*** Recorded data ***

PR #3370, opened 2026-08-26
fix: resolve scan import side-effect conflict

chipoto69:
## Summary
- Replays PR #3190 onto current `main` as a clean bridge branch.
- Preserves the original fix: `scan.mjs` no longer creates `data/` at import time, and scan-run summaries create their parent directory at write time.
- Resolves the current `scan.mjs` conflict by keeping main's scan-runs header drift guard and adding the PR's lazy `mkdirSync(path.dirname(filePath), { recursive: true })` before the guard.

## Test Plan
- conflict-marker scan on `scan.mjs`
- `npm run lint`
- `node tests/scan-output-paths.test.mjs`
- `node test-all.mjs --quick` was also attempted; it exercised thousands of tests but failed on pre-existing local missing `playwright` dependency paths (`generate-pdf.mjs`, `archive-posting.mjs`, `img-to-pdf.mjs`) plus `tests/zh-minimal-template.test.mjs`, so not counted as a green gate for this bridge.

## Steward context
Original PR #3190 is approved and green but still `CONFLICTING` against `main`. This bridge is intentionally isolated from Rudy's dirty/divergent primary worktree at `/Users/rudlord/ORGANIZED/JOBSEARCH/career-ops`.

## Summary by CodeRabbit

- **Bug Fixes**
  - Prevented unnecessary creation of empty data directories when scanning functionality is loaded.
  - Scan results now reliably create required parent directories before being saved, including nested output paths.
  - Improved handling of scan output paths without affecting existing command-line and reporting behavior.

- **Tests**
  - Added end-to-end coverage for nested output directories and import-only behavior.
  - Expanded validation across scanning, parsing, deduplication, plugin checks, batch execution, and statistics.


Scott-Emberson (commented):
Reviewed as code owner of `tests/`. Scope is `tests/scan-output-paths.test.mjs`; `scan.mjs` is outside my area, read for context.

On the test I have no concern. Clean keep-both: cases one through five are untouched, case six is appended only, no conflict markers, it parses and is discovered. The both-sides sentinel survives at head: the import-time `mkdirSync('data')` is gone from scan.mjs so an import-only spawn creates no `data/`, and all three write paths create their directory at write time. Case six pins exactly that removed import side-effect (#3159). #3190 is open but conflicting, so this is its clean bridge rather than a competing duplicate, and nothing is lost.

I am holding the approval because the OS `test` legs have not run on this head (Tests workflow awaiting a maintainer to approve the run for this contributor); only CodeRabbit, GitGuardian and the labeler have executed. I do not sign off on a green suite I have not seen. Once the test legs run and pass, this is good to go from my side.

Scott-Emberson (dismissed):
Reviewed at `b8a3a798` as code owner of `/tests/`. `tests/scan-output-paths.test.mjs` is the only file here that is mine. `test-all.mjs` is deliberately not, and I have not commented on it or on the rest of the diff.

The owned test file is byte identical to the version I approved on #3190, which is what a replay bridge should look like. The thing worth checking on a bridge is not the test, it is whether the conflict resolution in `scan.mjs` kept the behaviour the test exists to pin, since the merge is where that gets lost quietly.

It did. Suite at `b8a3a798`: 6 checks, 0 failed, including `importing scan.mjs does not create data/ as a side effect (#3159)`. I confirmed that check still bites by hoisting a top-level `mkdirSync('data', { recursive: true })` back into `scan.mjs` and re-running:

```
❌ importing scan.mjs created a data/ directory with no write ever requested (#3159)
```

So the guard is live against the merged `scan.mjs`, not just against the version it was written for. The lazy `mkdirSync(path.dirname(filePath), { recursive: true })` sits at `scan.mjs:2023` and `scan.mjs:2069`, at the write sites, which is the shape #3190 asked for.

CI is green across the board.

Approving from my side.

Issue #3016, opened 2026-08-18
merge-tracker writes rows narrower than a customized header, making them unparseable by set-status


andrgavrilenko:
## Summary

`buildRow()` in `merge-tracker.mjs` writes tracker rows from a **hardcoded column list** (`num / date / company / [via] / role / [location] / score / status / pdf / report / notes / [url]`), ignoring the actual width of the `applications.md` header. On any customized layout that carries columns career-ops has no field for, every merged row comes out **narrower than the header** — and header-driven readers (`set-status.mjs`, everything built on `tracker-parse.mjs`) then refuse to parse those rows. The application is "in the tracker" but its status can never again be changed through the supported write path.

Verified present on v1.27.0 (current `main`, `fdda561`).

## Background: readers are header-aware, the writer is not

Since #946/#954 the tracker layout is explicitly customizable: `tracker-parse.mjs` maps columns **by header name** (`detectColumns` / `headerSchemaMap`), and `parseTrackerRow` enforces a dynamic width guard — a row must span the full header width, otherwise a missing interior cell would silently shift every later column one position left:

```js
// tracker-parse.mjs
const width = Math.max(...Object.values(colmap)) + (line.trimEnd().endsWith('|') ? 2 : 1);
if (parts.length < width) return null;
```

That guard is correct — but it means the *writer* must produce rows of exactly the header's width. `buildRow()` doesn't: it appends a fixed tail (`score, status, pdf, report, notes, [url]`) after the optional Via/Location columns and never looks at the header at all. The reader half of the customizable-layout contract was implemented; the writer half was not.

## Concrete failure

Take a 10-column tracker (a real-world layout: PDFs and cover letters tracked as "Materials", plus an apply link and a follow-up date):

```
| # | Date | Company | Role | Score | Status | Materials | Apply Link | Follow-up | Notes |
```

`merge-tracker.mjs` happily detects the header (all five required fields present), then writes **9-cell rows** under the 10-column header. Two distinct corruptions result:

1. **Width mismatch** — the row is one cell short, so `parseTrackerRow`'s width guard rejects it. `set-status.mjs` reports the row as unparseable/not found; the merged application becomes unaddressable. Because nothing fails at merge time, the damage is only discovered later, when a status update silently can't be applied.
[...]

PR #3381, opened 2026-08-26
fix(merge-tracker): --backfill-urls leaves unfillable rows one cell s…

kevind589:
hort

## What does this PR do?

`--backfill-urls` rebuilds the tracker rows it can fill and hands back the rows it cannot — unchanged, and therefore one cell narrower than the header. Every reader built on `tracker-parse.mjs` then refuses those rows permanently, so `set-status.mjs` reports `No tracker row with #N` for a row that is plainly there. This routes all three of those branches through the same header-aware `buildRow` that #3016 introduced.

## Related issue

No issue — bug fix. Directly complementary to **#3016** / `8668ac1`, which made `buildRow` write at the header's actual width; this fixes the call sites that were bypassing it.

## Type of change

- [x] Bug fix
- [ ] New feature

## Checklist

---

## Summary

`--backfill-urls` rebuilds the rows it *can* fill and returns the rows it *cannot* unchanged. On a tracker whose rows predate the URL column, an unfillable row therefore stays **one cell narrower than the header** — and every reader built on `tracker-parse.mjs` then refuses it for good.

This is the same failure class as **#3016**, from the other direction. That issue established that the reader's width guard is *deliberate and correct*:

> `parseTrackerRow` enforces a dynamic width guard — a row must span the full header width, otherwise a missing interior cell would silently shift every later column one position left.

**This PR agrees with that guard.** It fixes the writer that was producing rows the guard correctly rejects.

## The defect

The backfill is the one place this can be repaired, because of a second asymmetry: `parseAppLine` guards with `parts.length <= maxIdx`, while `parseTrackerRow` guards with `parts.length < width` (`maxIdx + 2` for a pipe-terminated row). **The backfill is one cell more permissive than the readers — so it can still see, and repair, precisely the rows they cannot read.** It sees them and hands them back unchanged.

```js
if ((app.url || '').trim()) { already++; return line; }             // ← original width
const resolved = resolveReportUrl(app.report);
if (resolved.reason === 'no-report') { noReport++; return line; }   // ← original width
if (resolved.reason === 'no-url')    { noUrl++;    return line; }   // ← original width
filled++;
return buildRow({ ...app, url: resolved.url });                     // ← header width
```

**Three** of the four branches return `line`, so the row keeps its old width forever:

* the row has no report link at all;
* the linked report genuinely has no `**URL:**` — a referral, a warm-contact lead, a confidential pre-posting enquiry;
* **the row already has a URL.** This one still matters: on a layout carrying user-owned columns *after* `URL`, a row can hold a URL and *still* be short of the header. `--backfill-urls` reports it as `1 already set` and leaves it unreadable.

## Reproduction — clean install, no local state

Run from a checkout of `main`:

```bash
mkdir -p /tmp/repro/reports

cat > /tmp/repro/applications.md <<'EOF'
# Applications Tracker

| # | Date | Company | Role | Score | Status | PDF | Report | Notes | URL |
|---|------|---------|------|-------|--------|-----|--------|-------|-----|
| 1 | 2026-08-01 | Acme | Director, Test | 4.5/5 | Evaluated | ✅ | [1](reports/1-acme.md) | warm contact, no public posting |
EOF

cat > /tmp/repro/reports/1-acme.md <<'EOF'
# Evaluation: Acme — Director, Test

**URL:** none — confidential pre-posting enquiry, no public JD
EOF

CAREER_OPS_TRACKER=/tmp/repro/applications.md node merge-tracker.mjs --backfill-urls
CAREER_OPS_TRACKER=/tmp/repro/applications.md node set-status.mjs --row 1 Applied --dry-run
```

**Before this PR:**

```
✅ Backfill URLs: 0 filled, 0 already set, 0 no/missing report, 1 report has no **URL:**.
   row is 11 fields; header is 12
❌ Tracker at /tmp/repro/applications.md has no data rows
```

**After:**

```
✅ Backfill URLs: 0 filled, 0 already set, 0 no/missing report, 1 report has no **URL:**.
   row is 12 fields
✅ #1 Acme — Director, Test: would set Evaluated → Applied
```

The backfill's own counters are unchanged in both runs — it still correctly reports the row as unfilled. Only the width changes.

### The `already set` branch

A row can hold a real URL and *still* be short of the header, when the layout carries a user-owned column **after** `URL` — a hand-kept `Follow-up` date, say. The backfill sees the URL, counts the row as `already set`, and returns it untouched at its old width.

```bash
mkdir -p /tmp/repro2/reports

cat > /tmp/repro2/applications.md <<'EOF'
# Applications Tracker

| # | Date | Company | Role | Score | Status | PDF | Report | Notes | URL | Follow-up |
|---|------|---------|------|-------|--------|-----|--------|-------|-----|-----------|
| 1 | 2026-08-01 | Acme | Director, Test | 4.5/5 | Evaluated | ✅ | [1](reports/1-acme.md) | referred by a colleague | https://acme.example/jobs/1 |
EOF

cat > /tmp/repro2/reports/1-acme.md <<'EOF'
# Evaluation: Acme — Director, Test

**URL:** https://acme.example/jobs/1
EOF

CAREER_OPS_TRACKER=/tmp/repro2/applications.md node merge-tracker.mjs --backfill-urls
CAREER_OPS_TRACKER=/tmp/repro2/applications.md node set-status.mjs --row 1 Applied --dry-run
```

**Before this PR:**

```
🧭 Detected URL column (deterministic dedup active).
✅ Backfill URLs: 0 filled, 1 already set, 0 no/missing report, 0 report has no **URL:**.
   row is 12 fields; header is 13
❌ Tracker at /tmp/repro2/applications.md has no data rows
```

**After:**

```
🧭 Detected URL column (deterministic dedup active).
✅ Backfill URLs: 0 filled, 1 already set, 0 no/missing report, 0 report has no **URL:**.
   row is 13 fields; URL cell still https://acme.example/jobs/1
✅ #1 Acme — Director, Test: would set Evaluated → Applied
```

The URL is preserved, not blanked — the row is rebuilt from its own cells. Padding a row and losing its URL would be a worse defect than the one being fixed.

## Why it is worth fixing

**The affected rows are not a random subset.** A row has no URL when the lead did not come from a job board — which is the definition of a referral, a warm-contact lead, or a confidential pre-posting enquiry. So the rows the canonical write path cannot address are systematically the *best-sourced* ones a user has.

The failure is also permanent rather than transient. `--backfill-urls` is the documented repair for a tracker that predates the URL column, so a user who hits this runs the one tool built to fix it, sees a success line, and still cannot change those rows' status. There is no second pass that would catch them.

**The diagnostics point away from the cause.** `set-status.mjs` reports `No tracker row with #N` (or, as above, `has no data rows`), which reads as *the row does not exist* rather than *the row is one cell short*.

## The fix

Rebuild on all three branches. Unfillable rows get an empty URL cell; the already-set row is rebuilt from its own cells and keeps its URL.

**The delimiter is added, never a value.** `buildRow` writes `put('url', cell(o.url) || '')`, and an empty URL falls back to the report-number and fuzzy company+role dedup tiers exactly as it does today — no dedup behaviour changes. Nothing is fabricated.

`buildRow` is already the function this code path uses for filled rows. With `o.raw` set it copies the row's existing cells verbatim before overwriting only the fields career-ops owns, so user-owned columns survive and the report link is written back unchanged (`normalizeReportLink` runs on other paths, not here).

## Code paths this change creates or alters

| Path | Covered by the existing suite? | Covered here |
|---|---|---|
| `no-url` — report exists, has no `**URL:**` | ❌ no | ✅ padded, readable, empty cell |
| `no-report` — no report link at all | ❌ no | ✅ padded, readable |
| `already set` — row already has a URL, layout wider than `URL` | ❌ no | ✅ padded, readable, URL preserved |
| fillable — report carries `**URL:**` | ✅ yes | ✅ re-asserted as a control |
| other cells survive the rebuild | ❌ no | ✅ every mapped field compared |
| idempotence on re-run | partially (fill path) | ✅ asserted for the padded row |
| counters still report unfilled | ❌ no | ✅ `0 filled … 1 report has no **URL:**` |

Per **#2879**, the tests live in their own auto-discovered file — `tests/merge-tracker-backfill-row-width.test.mjs` — not appended to `test-all.mjs`.

**Verified the tests fail without the fix**: restoring `merge-tracker.mjs` from pristine `main` and keeping the test file fails **6 of 9** cases. The three that still pass are the fillable control, the counter assertion (width-independent), and idempotence (vacuous while the row stays short) — stated plainly rather than counted as evidence.

## Testing

```
node test-all.mjs   →  5633 passed, 0 failed, 2 warnings
```

Full suite, not `--only`, on a clean checkout of `main` plus this branch.

## Notes

Written with Claude Code, which this project uses itself. Every figure above is measured on the branch rather than estimated: both reproductions were run on a clean tree in both directions, the suite count is a full run, and the failure-without-fix check was run by restoring `merge-tracker.mjs` from pristine `main` (`cd378fb`) and re-running the test — stashing only the uncommitted hunk undercounted it at 2 of 9.

One thing worth surfacing about the tests themselves: an earlier draft asserted on `parsed.url` from `parseTrackerRow`, which exposes no `url` field — so `(parsed.url ?? '') === ''` passed whether or not the cell was empty. The assertions now read the cell out of the row directly. It was the third branch's failure that exposed it.

The diff is 4 functional lines plus explanation; the rest is the test file.

## Summary by CodeRabbit

* **Bug Fixes**
  * Improved URL backfilling to consistently preserve existing row data.
  * Ensured tracker rows match the header width, including rows with missing or extra cells.
  * Maintained accurate counts for filled, unresolved, and already populated URLs.
  * Repeated backfill runs now produce consistent results without altering valid data.

* **Tests**
  * Added coverage for fillable rows, missing URLs or reports, existing URLs, varying header widths, and repeated runs.

### DIFF
--- a/merge-tracker.mjs
+++ b/merge-tracker.mjs
@@ -864,13 +864,33 @@ if (BACKFILL_URLS) {
     if (!line.startsWith('|')) return line;
     const app = parseAppLine(line);
     if (!app) return line;
-    if ((app.url || '').trim()) { already++; return line; }
+    // Rebuilt, not returned verbatim — a row can carry a URL and STILL be short
+    // of the header on a layout with user-owned columns after `URL`. Returning
+    // `line` there leaves the same unreadable row this fix exists to prevent.
+    if ((app.url || '').trim()) { already++; return buildRow({ ...app }); }
     // Shared derivation with the merge loop — one place that knows how to turn a
     // report link into the posting URL. Tracker links may be root-relative
     // (`reports/...`) or data-relative (`../reports/...`); both resolve.
     const resolved = resolveReportUrl(app.report);
-    if (resolved.reason === 'no-report') { noReport++; return line; }
-    if (resolved.reason === 'no-url') { noUrl++; return line; }
+    // A row we cannot fill is still rebuilt, with an empty URL cell.
+    //
+    // Returning the original line leaves a pre-URL-column row one cell short of
+    // the header, and #3016 established that a short row is exactly what
+    // parseTrackerRow must reject: "a row must span the full header width,
+    // otherwise a missing interior cell would silently shift every later column
+    // one position left". That guard is correct; this writer was producing rows
+    // it correctly refuses. Every reader built on tracker-parse.mjs then skips
+    // the row for good — set-status.mjs reports "No tracker row with #N".
+    //
+    // parseAppLine's guard is `parts.length <= maxIdx`, one cell looser than
+    // parseTrackerRow's `parts.length < width`, which is why the backfill can
+    // still see and repair precisely the rows the readers cannot.
+    //
+    // The DELIMITER is added, never a value: buildRow writes `put('url', '')`,
+    // and an empty URL falls back to the report-number and fuzzy company+role
+    // dedup tiers exactly as it does today. Nothing is fabricated.
+    if (resolved.reason === 'no-report') { noReport++; return buildRow({ ...app, url: '' }); }
+    if (resolved.reason === 'no-url') { noUrl++; return buildRow({ ...app, url: '' }); }
     filled++;
     return buildRow({ ...app, url: resolved.url });
   });
--- a/tests/merge-tracker-backfill-row-width.test.mjs
+++ b/tests/merge-tracker-backfill-row-width.test.mjs
@@ -1,0 +1,186 @@
+// tests/merge-tracker-backfill-row-width.test.mjs — `--backfill-urls` must leave
+// every row it touches at the header's full width, including rows it cannot fill.
+//
+// A row written before the URL column existed is one cell short of the header.
+// #3016 established that a short row is exactly what parseTrackerRow must
+// reject — "a row must span the full header width, otherwise a missing interior
+// cell would silently shift every later column one position left". The guard is
+// correct; the backfill was returning such rows unchanged, so they stayed
+// permanently unreadable to every reader built on tracker-parse.mjs.
+//
+// Driven as a CLI integration test through the CAREER_OPS_TRACKER /
+// CAREER_OPS_ADDITIONS overrides, matching tests/merge-tracker.test.mjs:
+// importing merge-tracker.mjs runs the CLI at import time.
+import { pass, fail, NODE, ROOT } from './helpers.mjs';
+import { join } from 'path';
+import { execFileSync } from 'child_process';
+import { mkdtempSync, mkdirSync, writeFileSync, readFileSync, rmSync } from 'fs';
+import { tmpdir } from 'os';
+import { resolveColumns, parseTrackerRow } from '../tracker-parse.mjs';
+
+console.log('\nmerge-tracker.mjs — --backfill-urls row width');
+
+const HEADER = '| # | Date | Company | Role | Score | Status | PDF | Report | Notes | URL |';
+const SEP = '|---|------|---------|------|-------|--------|-----|--------|-------|-----|';
+
+// A row as written before the URL column existed: nine cells, no URL delimiter.
+const SHORT_ROW = (n, note) =>
+  `| ${n} | 2026-08-01 | Acme | Director, Test | 4.5/5 | Evaluated | ✅ | [${n}](reports/${n}-acme.md) | ${note} |`;
+
+/** One --backfill-urls run in an isolated workspace. Returns the tracker text. */
+function runBackfill({ rows, reports }) {
+  const dir = mkdtempSync(join(tmpdir(), 'backfill-width-'));
+  try {
+    mkdirSync(join(dir, 'reports'), { recursive: true });
+    for (const [name, body] of Object.entries(reports || {})) {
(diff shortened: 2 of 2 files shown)


Scott-Emberson (approved):
Reviewed as code owner of `tests/`. Scope is `tests/merge-tracker-backfill-row-width.test.mjs`; `merge-tracker.mjs` is outside my area, read for context.

The sentinel is real: the test drives the actual `merge-tracker --backfill-urls` CLI and asserts each backfilled row survives `parseTrackerRow` at full header width. Before the fix the writer returned short rows verbatim, which that guard rejects, and the fix rebuilds them through `buildRow`. All three unfillable branches are covered, plus an empty-cell case that proves no fabrication, verbatim preservation of an already-set row, idempotence, and the counter. Hermetic (throwaway dirs, an isolated fixture tracker, `CAREER_OPS_TRACKER` and additions overrides, `rmSync` cleanup), neighbour-style. Green on CI across all three OS. Approving.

*** End of Recorded data ***

Work instructions
Where the listing above has a line with "or extra cells.", start there, and output every line exactly through the line with "already populated URLs.", which is also included.

Task answer
  * Ensured tracker rows match the header width, including rows with missing or extra cells.
  * Maintained accurate counts for filled, unresolved, and already populated URLs.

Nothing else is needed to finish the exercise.